T_____heater der Bedienbarkeit
T_____heater der Bedienbarkeit

     
Theater der Bedienbarkeit

Dem Theater der Bedienbarkeit liegt die Annahme zu Grunde, dass wir uns primär anhand physischer Tätigkeiten bilden, Körper wie Psyche. Wer viel Brot schneidet ist stärker geprägt als jemand der sich geschnitten hat. Wiederholung statt Trauma. Tätigkeit statt Handlung. Ausführung statt Aufführung.
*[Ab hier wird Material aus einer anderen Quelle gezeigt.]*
PR #7603, opened 2024-04-16
Athena: Check for None on config before iterating to avoid execute_query error

mcintoac-aws:
Resolves: https://github.com/getmoto/moto/issues/7602

Add a None type check before iterating. Check is to a recent addition to the Athena Execution model. This allows for None configs, as is supported by Athena for configurations overridden by Workspace configs.


bblommers (approved):
Makes sense - thanks for fixing this @mcintoac-aws!

PR #7620, opened 2024-04-22
add validation to describe_security_group_rules filter

pinzon:
This pull request includes an additional validation for the filters in the ec2 describe-security-group-rules operation. This resolves the issue identified in https://github.com/localstack/localstack/issues/10315.

### DIFF
--- a/moto/ec2/exceptions.py
+++ b/moto/ec2/exceptions.py
@@ -499,6 +499,14 @@ class InvalidInternetGatewayIdError(EC2ClientError):
         )
 
 
+class InvalidGroupIdMalformedError(EC2ClientError):
+    def __init__(self, group_id: str):
+        super().__init__(
+            "InvalidGroupId.Malformed",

Handbücher stellen die Skripte zu den Tätigkeiten die uns bedienen, sie schlagen diese Tätigkeiten vor. Man taucht nicht ein in ein Handbuch, verliert sich nicht darin. Der Blick wandert vom Buch zur Arbeitsumgebung, sucht dieselbe im Buch und umgekehrt. Lesen, abgleichen, eingreifen, bearbeiten, umformen, nachschlagen, lesen...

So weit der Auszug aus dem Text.